> [THE TASK] The required result is a copy of each line below in which "Assert" appears.
Top of SOURCE RECORDS
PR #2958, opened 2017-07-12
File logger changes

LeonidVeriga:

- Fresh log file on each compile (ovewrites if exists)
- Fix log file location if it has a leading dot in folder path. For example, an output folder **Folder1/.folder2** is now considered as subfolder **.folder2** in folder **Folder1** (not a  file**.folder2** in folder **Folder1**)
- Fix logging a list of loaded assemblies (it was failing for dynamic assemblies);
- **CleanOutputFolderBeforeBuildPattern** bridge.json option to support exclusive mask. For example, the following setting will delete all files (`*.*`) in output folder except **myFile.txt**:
Bottom of SOURCE RECORDS
Top of SOURCE RECORDS
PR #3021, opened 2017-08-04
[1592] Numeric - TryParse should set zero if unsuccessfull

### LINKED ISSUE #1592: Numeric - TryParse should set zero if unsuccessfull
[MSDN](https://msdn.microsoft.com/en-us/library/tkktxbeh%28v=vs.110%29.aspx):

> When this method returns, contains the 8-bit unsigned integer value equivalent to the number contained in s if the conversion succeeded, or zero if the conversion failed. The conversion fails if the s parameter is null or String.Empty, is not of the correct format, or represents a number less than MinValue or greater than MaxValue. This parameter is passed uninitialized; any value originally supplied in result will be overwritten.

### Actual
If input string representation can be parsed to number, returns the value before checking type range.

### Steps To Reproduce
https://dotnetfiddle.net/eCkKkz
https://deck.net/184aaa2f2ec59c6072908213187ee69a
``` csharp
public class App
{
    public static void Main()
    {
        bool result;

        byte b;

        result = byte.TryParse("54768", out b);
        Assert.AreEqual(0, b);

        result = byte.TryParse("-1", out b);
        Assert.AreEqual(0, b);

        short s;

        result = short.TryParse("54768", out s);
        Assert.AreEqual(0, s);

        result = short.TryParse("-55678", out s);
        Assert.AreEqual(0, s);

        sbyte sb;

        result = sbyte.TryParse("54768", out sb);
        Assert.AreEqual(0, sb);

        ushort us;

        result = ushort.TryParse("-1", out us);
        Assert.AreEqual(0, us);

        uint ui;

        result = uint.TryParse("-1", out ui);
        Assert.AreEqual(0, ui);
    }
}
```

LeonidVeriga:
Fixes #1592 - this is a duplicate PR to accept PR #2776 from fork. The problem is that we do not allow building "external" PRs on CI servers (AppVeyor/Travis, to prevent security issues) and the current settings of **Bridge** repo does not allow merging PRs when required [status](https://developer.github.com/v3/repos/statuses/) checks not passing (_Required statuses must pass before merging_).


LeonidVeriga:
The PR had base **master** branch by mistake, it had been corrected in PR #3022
Bottom of SOURCE RECORDS
> [EXERCISE RESULT]
        Assert.AreEqual(0, b);
        Assert.AreEqual(0, b);
        Assert.AreEqual(0, s);
        Assert.AreEqual(0, s);
        Assert.AreEqual(0, sb);
        Assert.AreEqual(0, us);
        Assert.AreEqual(0, ui);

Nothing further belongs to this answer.